Input data: Begin
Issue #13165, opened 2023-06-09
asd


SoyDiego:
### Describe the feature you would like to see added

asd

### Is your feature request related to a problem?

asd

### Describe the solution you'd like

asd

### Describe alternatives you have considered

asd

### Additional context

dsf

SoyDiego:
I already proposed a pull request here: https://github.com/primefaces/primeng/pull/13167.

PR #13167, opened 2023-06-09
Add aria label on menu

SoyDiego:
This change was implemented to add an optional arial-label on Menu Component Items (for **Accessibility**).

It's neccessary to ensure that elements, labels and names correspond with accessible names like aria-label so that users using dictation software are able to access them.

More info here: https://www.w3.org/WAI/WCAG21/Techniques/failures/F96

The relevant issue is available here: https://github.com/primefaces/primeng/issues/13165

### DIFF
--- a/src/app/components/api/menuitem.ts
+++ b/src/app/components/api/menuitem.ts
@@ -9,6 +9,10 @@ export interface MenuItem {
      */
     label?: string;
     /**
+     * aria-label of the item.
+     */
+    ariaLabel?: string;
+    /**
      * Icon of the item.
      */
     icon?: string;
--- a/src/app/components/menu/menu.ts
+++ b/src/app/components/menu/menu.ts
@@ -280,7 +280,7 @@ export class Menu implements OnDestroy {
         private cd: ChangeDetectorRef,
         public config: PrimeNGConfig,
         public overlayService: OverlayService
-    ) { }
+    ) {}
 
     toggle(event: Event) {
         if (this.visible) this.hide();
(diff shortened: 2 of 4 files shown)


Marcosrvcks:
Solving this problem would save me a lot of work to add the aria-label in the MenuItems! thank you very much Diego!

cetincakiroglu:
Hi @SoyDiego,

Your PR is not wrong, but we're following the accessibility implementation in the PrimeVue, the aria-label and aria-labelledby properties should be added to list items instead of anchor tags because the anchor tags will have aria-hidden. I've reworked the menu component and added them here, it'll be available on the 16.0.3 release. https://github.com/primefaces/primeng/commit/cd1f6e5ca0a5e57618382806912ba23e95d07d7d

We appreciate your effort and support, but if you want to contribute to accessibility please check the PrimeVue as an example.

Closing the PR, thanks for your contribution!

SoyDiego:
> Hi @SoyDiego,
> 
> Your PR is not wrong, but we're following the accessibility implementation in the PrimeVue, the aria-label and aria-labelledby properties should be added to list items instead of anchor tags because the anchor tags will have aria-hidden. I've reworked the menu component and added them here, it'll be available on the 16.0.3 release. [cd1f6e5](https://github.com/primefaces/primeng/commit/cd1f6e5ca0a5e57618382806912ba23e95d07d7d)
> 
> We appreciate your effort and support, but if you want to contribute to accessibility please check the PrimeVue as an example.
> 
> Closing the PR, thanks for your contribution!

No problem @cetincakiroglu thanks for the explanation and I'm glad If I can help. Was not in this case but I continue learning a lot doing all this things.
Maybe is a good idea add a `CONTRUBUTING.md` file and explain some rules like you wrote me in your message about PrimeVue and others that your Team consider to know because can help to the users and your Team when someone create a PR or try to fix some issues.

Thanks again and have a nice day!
Input data: End
Input data: Begin
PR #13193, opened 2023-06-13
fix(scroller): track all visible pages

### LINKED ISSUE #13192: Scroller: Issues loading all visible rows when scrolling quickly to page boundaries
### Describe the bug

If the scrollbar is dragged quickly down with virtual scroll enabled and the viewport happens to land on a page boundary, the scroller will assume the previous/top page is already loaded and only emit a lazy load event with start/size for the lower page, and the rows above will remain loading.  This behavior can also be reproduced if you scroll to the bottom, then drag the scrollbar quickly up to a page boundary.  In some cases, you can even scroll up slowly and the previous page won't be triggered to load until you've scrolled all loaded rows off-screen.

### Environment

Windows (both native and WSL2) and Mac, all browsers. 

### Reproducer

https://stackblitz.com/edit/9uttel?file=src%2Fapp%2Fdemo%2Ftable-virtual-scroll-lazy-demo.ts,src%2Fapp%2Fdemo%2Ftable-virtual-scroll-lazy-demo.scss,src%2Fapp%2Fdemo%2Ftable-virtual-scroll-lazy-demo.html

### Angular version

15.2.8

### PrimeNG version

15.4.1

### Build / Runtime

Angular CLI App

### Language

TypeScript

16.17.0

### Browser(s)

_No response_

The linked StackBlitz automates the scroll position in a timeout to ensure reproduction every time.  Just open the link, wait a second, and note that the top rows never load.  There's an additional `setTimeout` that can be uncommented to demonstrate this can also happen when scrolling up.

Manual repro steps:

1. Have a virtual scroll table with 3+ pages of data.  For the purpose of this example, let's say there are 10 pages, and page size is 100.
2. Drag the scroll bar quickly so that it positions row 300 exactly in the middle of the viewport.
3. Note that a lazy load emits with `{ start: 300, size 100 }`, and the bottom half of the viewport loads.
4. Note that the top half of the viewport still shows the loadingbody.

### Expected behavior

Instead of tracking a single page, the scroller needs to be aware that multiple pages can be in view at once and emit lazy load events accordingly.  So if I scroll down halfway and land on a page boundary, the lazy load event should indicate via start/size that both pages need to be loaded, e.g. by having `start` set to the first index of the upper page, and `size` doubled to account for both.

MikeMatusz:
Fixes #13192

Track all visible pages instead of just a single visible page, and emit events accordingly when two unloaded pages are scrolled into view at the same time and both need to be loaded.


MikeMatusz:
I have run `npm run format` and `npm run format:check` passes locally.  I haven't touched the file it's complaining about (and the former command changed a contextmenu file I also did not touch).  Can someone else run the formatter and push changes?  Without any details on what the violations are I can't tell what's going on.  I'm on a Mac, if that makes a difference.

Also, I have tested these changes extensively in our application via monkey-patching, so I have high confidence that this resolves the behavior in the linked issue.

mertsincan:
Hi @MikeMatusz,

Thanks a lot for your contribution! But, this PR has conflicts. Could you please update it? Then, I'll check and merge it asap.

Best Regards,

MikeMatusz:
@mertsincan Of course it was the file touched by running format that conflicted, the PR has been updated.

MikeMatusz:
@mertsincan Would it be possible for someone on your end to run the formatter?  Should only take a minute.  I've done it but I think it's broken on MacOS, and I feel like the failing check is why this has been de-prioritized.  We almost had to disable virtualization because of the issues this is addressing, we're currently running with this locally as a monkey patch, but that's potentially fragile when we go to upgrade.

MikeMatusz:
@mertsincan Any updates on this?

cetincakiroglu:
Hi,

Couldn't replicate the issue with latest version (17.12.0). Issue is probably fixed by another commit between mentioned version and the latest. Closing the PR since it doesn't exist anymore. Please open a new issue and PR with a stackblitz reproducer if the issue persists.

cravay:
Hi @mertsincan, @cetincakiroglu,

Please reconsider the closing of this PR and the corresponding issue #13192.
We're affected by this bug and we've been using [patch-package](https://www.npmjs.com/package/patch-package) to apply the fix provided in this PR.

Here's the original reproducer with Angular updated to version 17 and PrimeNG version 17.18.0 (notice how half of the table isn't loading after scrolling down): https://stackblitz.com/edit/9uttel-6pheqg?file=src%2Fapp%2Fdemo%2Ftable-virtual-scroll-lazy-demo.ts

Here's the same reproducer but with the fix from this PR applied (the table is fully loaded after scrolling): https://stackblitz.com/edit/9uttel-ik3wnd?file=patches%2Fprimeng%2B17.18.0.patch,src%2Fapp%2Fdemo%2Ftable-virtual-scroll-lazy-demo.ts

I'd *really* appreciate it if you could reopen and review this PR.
Input data: End
Input data: Begin
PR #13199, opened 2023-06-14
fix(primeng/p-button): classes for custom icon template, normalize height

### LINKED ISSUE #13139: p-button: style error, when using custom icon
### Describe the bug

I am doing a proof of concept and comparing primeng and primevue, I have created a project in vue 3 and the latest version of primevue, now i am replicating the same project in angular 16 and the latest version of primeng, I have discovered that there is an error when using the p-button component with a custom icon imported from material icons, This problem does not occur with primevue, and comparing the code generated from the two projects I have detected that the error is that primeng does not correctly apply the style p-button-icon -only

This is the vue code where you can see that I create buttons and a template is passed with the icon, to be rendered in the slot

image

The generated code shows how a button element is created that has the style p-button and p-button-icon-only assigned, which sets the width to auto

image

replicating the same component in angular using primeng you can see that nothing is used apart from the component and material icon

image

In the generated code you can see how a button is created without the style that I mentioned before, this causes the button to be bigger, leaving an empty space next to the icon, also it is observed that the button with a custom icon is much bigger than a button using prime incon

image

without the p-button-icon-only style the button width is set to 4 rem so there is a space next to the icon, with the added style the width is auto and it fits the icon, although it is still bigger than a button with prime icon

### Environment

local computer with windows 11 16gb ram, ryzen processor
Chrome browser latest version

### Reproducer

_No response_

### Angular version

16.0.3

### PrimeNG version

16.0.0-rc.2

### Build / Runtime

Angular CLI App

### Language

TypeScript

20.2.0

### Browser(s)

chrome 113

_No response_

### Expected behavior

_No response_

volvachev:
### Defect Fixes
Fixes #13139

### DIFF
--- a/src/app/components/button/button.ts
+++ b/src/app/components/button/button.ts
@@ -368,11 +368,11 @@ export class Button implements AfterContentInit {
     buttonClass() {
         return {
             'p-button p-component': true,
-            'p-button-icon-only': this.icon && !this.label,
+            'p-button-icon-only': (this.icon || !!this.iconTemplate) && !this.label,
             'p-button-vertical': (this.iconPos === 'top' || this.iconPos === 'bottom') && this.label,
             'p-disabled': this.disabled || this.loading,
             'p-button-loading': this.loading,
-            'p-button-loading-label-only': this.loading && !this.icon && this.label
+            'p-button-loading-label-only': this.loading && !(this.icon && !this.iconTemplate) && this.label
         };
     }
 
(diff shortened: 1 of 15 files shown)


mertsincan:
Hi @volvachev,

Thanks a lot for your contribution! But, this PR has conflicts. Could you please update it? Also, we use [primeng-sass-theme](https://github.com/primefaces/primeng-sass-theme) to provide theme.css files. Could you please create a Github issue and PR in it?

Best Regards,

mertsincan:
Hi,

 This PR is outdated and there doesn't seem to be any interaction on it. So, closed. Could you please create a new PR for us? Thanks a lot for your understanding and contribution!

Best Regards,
Input data: End
Problem:
For each line above that contains the word "want", make a copy.

Worked solution:
We appreciate your effort and support, but if you want to contribute to accessibility please check the PrimeVue as an example.
> We appreciate your effort and support, but if you want to contribute to accessibility please check the PrimeVue as an example.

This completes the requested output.